Started, I believe, with the best intentions - capturing those who abused children, often orphans, in care homes. It became necessary (obviously) to assist victims and witnesses and police, certain of the guilt of the accused, did that - understandably but dangerous.

Because then ambitious and essentially corrupt cops started seeing they could get promotion, praise and increased budgets by attacking high profile names.

That got the media on side - always after a good story and equally prepared to exaggerate or colour up stories to make better headlines (and, as far as prosecution were concerned, shock and horrify jurors). Judges got in on the act - stiffer sentences; an excuse for right wing moralising. Don't think judges are immune to wanting good publicity as they primp and preen in silly costumes and ridiculous wigs in front of mirrors (though I gather the vast quantities of alcohol consumed in chambers has been cut back).
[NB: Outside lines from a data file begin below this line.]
Issue #297, opened 2024-03-22
Expose worker enumeration via host functions


vigoo:
The`scan-workers` function implemented in https://github.com/golemcloud/golem/issues/295 need to be exposed through the Golem Runtime API.

It should be a WIT _resource_ getting the template ID and the filter parameters as its constructor, and a method that returns the next chunk of metadata.

Later with WASI Preview 3 it can be a stream.

This involves:
- modifying the host WIT in `golem-wit` and publishing it
- making the new `EnumerationService` available from host functions by passing it to the `DurableCtx`
- connecting the dots in the host function implementation - it requires creating a new type that can be registered into wasmtime’s resource `Table`.

vigoo:
Detailed instructions:

First this needs to be added to the `golem-wit` repo, to https://github.com/golemcloud/golem-wit/blob/main/wit/deps/golem/golem-host.wit

I think we should create a WIT `resource`, each instance representing one search. This way we can hide the passing of the cursor from the user, in a language-independent way. So the constructor of the resource would take the template id and the filters, and it would have one method that returns an option<vec<metadata>> or something like that.

This of course requires defining the WIT data types for defining the filters too.

Once it is done, `golem` needs to use the latest `golem-wit`. It is now connected via a cargo dependency, so during the development you can use path dependency but then we should publish a new `golem-wit` version before merging the `golem` PR.

`golem-worker-executor-base` may need to be `clean`d before building to catch the new WITs. (Could not properly set up invalidation in `build.rs` yet)

Once it has the new WITs, you should get all kinds of errors because you are not implementing the new resource. 

It should be placed in https://github.com/golemcloud/golem/blob/main/golem-worker-executor-base/src/durable_host/golem/mod.rs

But not in the 
```rust
impl<Ctx: WorkerCtx> golem::api::host::Host for DurableWorkerCtx<Ctx> 
```
because if it is a resource, the binding generator generates a separate host trait for it.

So it would be something like

```rust
impl<Ctx: WorkerCtx> golem::api::host::HostEnumerateWorkers for DurableWorkerCtx<Ctx> 
```

In this you have to implement the constuctor and methods and a drop function.

You can see other examples of how resources are implemented, for example https://github.com/golemcloud/golem/blob/main/golem-worker-executor-base/src/durable_host/blobstore/types.rs#L35

The idea is that there is a `Table` (defined in wasmtime) for each worker, where you can register instances of resources.
[...]

PR #359, opened 2024-04-05
Expose worker enumeration via host functions

justcoon:
fixes: #297 

related golem-wit PR: https://github.com/golemcloud/golem-wit/pull/17

### DIFF
--- a/golem-worker-executor-base/Cargo.toml
+++ b/golem-worker-executor-base/Cargo.toml
@@ -44,7 +44,7 @@ futures = { workspace = true }
 futures-util = { workspace = true }
 gethostname = "0.4.3"
 #golem-wit = { version = "0.2.3" }
-golem-wit = { git = "https://github.com/golemcloud/golem-wit.git", rev = "6d537e1d" }
+golem-wit = { git = "https://github.com/golemcloud/golem-wit.git", rev = "04f6d125" }
 http = { workspace = true }
 http_02 = { workspace = true }
 http-body = "1.0.0" # keep in sync with wasmtime
--- a/golem-worker-executor-base/Cargo.toml
+++ b/golem-worker-executor-base/Cargo.toml
@@ -44,7 +44,7 @@ futures = { workspace = true }
 futures-util = { workspace = true }
 gethostname = "0.4.3"
 #golem-wit = { version = "0.2.3" }
-golem-wit = { git = "https://github.com/golemcloud/golem-wit.git", rev = "04f6d125" }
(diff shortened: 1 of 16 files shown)


golem-worker-executor-base/Cargo.toml
```diff
@@ -43,7 +43,8 @@ fs-set-times = "0.20.1"
 futures = { workspace = true }
 futures-util = { workspace = true }
 gethostname = "0.4.3"
-golem-wit = { version = "0.2.3" }
+#golem-wit = { version = "0.2.3" }
+golem-wit = { git = "https://github.com/golemcloud/golem-wit.git", rev = "04f6d125" }
```
justcoon, line 47: needs to be updated after golem-wit will be released

golem-worker-executor-base/Cargo.toml
```diff
@@ -43,7 +43,8 @@ fs-set-times = "0.20.1"
 futures = { workspace = true }
 futures-util = { workspace = true }
 gethostname = "0.4.3"
-golem-wit = { version = "0.2.3" }
+#golem-wit = { version = "0.2.3" }
+golem-wit = { git = "https://github.com/golemcloud/golem-wit.git", rev = "5079afa1" }
```
vigoo, line 47: Just adding a review comment here to make sure it's not fogotten :)

golem-worker-executor-base/src/durable_host/golem/mod.rs
```diff
@@ -27,12 +30,96 @@ use crate::get_oplog_entry;
...
+        Ok(())
+    }
+}
+
+pub struct GetWorkersEntry {
+    template_id: golem_common::model::TemplateId,
+    filter: Option<golem_common::model::WorkerFilter>,
+    precise: bool,
+    count: u64,
+    next_cursor: Arc<RwLock<Option<u64>>>,
```
vigoo, line 104: You don't have to protect it because the host functions never run in parallel. In fact the whole context (wasmtime's, which hold `DurableCtx` as its user-defined part) is protected by a big mutex.
So just use `Option<u64>` here, and use `get_mut` when getting it from the table instead of `get`.

vigoo (changes requested):
Very nice, there is one simplification I ask for, and to not forget to change the `golem-wit` dependency to a released version before merge.

golem-worker-executor-base/Cargo.toml
justcoon: updated

vigoo (approved):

Recently the public have become surfeited on these predictable horror tales.

The very recent story of hundreds of arrests in Scotland for child abuse has been greeted by a yawn of public boredom and not the expected shock and horror.

We see people like Stuart Hall and Max Clifford get acquitted second time around.

Neil Fox, Nigel Evans, Corrie stars and others leave courts free and without stains on their character.

Cliff, Gambo, Tremeloes and others don't even go to trial.

And cases like David Bryant make the public aware that the judicial system is broken - even if it does get it right in a tiny percentage of appeals.